→ Extracted data
* * *

PR #3181, opened 2025-05-24
Fix comment on workdir (very confusing)

ekzhang:
Extremely confusing field called `workdir` on `ImageMetadata` which is not actually used by any of our systems, `ImageManifest.workdir` is the actual workdir. This is wrong in 99% of images.

### DIFF
--- a/modal_proto/api.proto
+++ b/modal_proto/api.proto
@@ -1945,13 +1945,21 @@ message ImageJoinStreamingResponse {
 message ImageMetadata {
   // The output of `python -VV. Not set if missing
   optional string python_version_info = 1;
+
   // Installed python packages, as listed by by `pip list`.
   // package name -> version. Empty if missing
   map<string, string> python_packages = 2;
-  // The work directory of the image, defaulting to "/". Not set if missing
+
+  // The working directory of the image, defaulting to "/". Not set if missing.
+  //
+  // Note that this is NOT the working directory for most runner tasks if
+  // `image.manifest.workdir` is not set, which defaults to `/root`, but this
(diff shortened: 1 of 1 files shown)


mwaskom:
Not sure I know the initial intention here or exactly the nature of the confusion, but I think this is meant to convey what the workdir state would be for subsequent builder tasks, (i.e. so that we can know where `.add_local_*` layers would put their files with a relative remote location. @freider might know more.

ekzhang:
> I'm not sure I'm completely following, but is it right that what's confusing here is that we have a different default workdir for builder tasks vs runner tasks?

That's not quite it, the confusing but is that this field is just useless and not used anywhere. The correct field is `manifest.workdir`. I can update the comment to make that clearer

ekzhang:
See https://github.com/modal-labs/modal/pull/22955 for comment in other location of the code

freider:
The context here is that _for some planned future work_ the client needs to receive the image workdir in the response data from images. We need to fill this metadata field with whatever the best information available - be that from the manifest or otherwise.

Also, why is it wrong for 99% of images? (disregarding that we override it for runner tasks)

ekzhang:
Thanks for the insight @freider, I can update the comment / document better what it means when `manifest.workdir` is missing. The missing value is actually semantic versus a `/` value.

I think for now any workdir should return a `PurePosixPath | None` or `str | None` value determining whether it is set, since `None` is meaningful (and it's the case for 99% of images mentioned above) — overriding as `/root` only applies when None. Does that make sense? Just from a runtime perspective.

* * *

→ Exercise prompt
Return every line of the listing, word for word.

→ Expected answer
PR #3181, opened 2025-05-24
Fix comment on workdir (very confusing)

ekzhang:
Extremely confusing field called `workdir` on `ImageMetadata` which is not actually used by any of our systems, `ImageManifest.workdir` is the actual workdir. This is wrong in 99% of images.

### DIFF
--- a/modal_proto/api.proto
+++ b/modal_proto/api.proto
@@ -1945,13 +1945,21 @@ message ImageJoinStreamingResponse {
 message ImageMetadata {
   // The output of `python -VV. Not set if missing
   optional string python_version_info = 1;
+
   // Installed python packages, as listed by by `pip list`.
   // package name -> version. Empty if missing
   map<string, string> python_packages = 2;
-  // The work directory of the image, defaulting to "/". Not set if missing
+
+  // The working directory of the image, defaulting to "/". Not set if missing.
+  //
+  // Note that this is NOT the working directory for most runner tasks if
+  // `image.manifest.workdir` is not set, which defaults to `/root`, but this
(diff shortened: 1 of 1 files shown)


mwaskom:
Not sure I know the initial intention here or exactly the nature of the confusion, but I think this is meant to convey what the workdir state would be for subsequent builder tasks, (i.e. so that we can know where `.add_local_*` layers would put their files with a relative remote location. @freider might know more.

ekzhang:
> I'm not sure I'm completely following, but is it right that what's confusing here is that we have a different default workdir for builder tasks vs runner tasks?

That's not quite it, the confusing but is that this field is just useless and not used anywhere. The correct field is `manifest.workdir`. I can update the comment to make that clearer

ekzhang:
See https://github.com/modal-labs/modal/pull/22955 for comment in other location of the code

freider:
The context here is that _for some planned future work_ the client needs to receive the image workdir in the response data from images. We need to fill this metadata field with whatever the best information available - be that from the manifest or otherwise.

Also, why is it wrong for 99% of images? (disregarding that we override it for runner tasks)

ekzhang:
Thanks for the insight @freider, I can update the comment / document better what it means when `manifest.workdir` is missing. The missing value is actually semantic versus a `/` value.

I think for now any workdir should return a `PurePosixPath | None` or `str | None` value determining whether it is set, since `None` is meaningful (and it's the case for 99% of images mentioned above) — overriding as `/root` only applies when None. Does that make sense? Just from a runtime perspective.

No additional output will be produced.